### Task requirements
Reproduce only the lines from the line containing "[import wizard] fix some bugs" to the end of the entries below, including both of those lines.

Collected data entries
PR #1674, opened 2022-07-21
[import wizard] fix some bugs

chejennifer:
- fix bug where page goes blank when place type of "state" is chosen
- update radio button text
- allow selecting place type and place property when header is a place

Screen Shot 2022-07-21 at 3 10 48 PM


static/js/import_wizard/types.ts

### Solution to the problem
[import wizard] fix some bugs

chejennifer:
- fix bug where page goes blank when place type of "state" is chosen
- update radio button text
- allow selecting place type and place property when header is a place

Screen Shot 2022-07-21 at 3 10 48 PM


static/js/import_wizard/types.ts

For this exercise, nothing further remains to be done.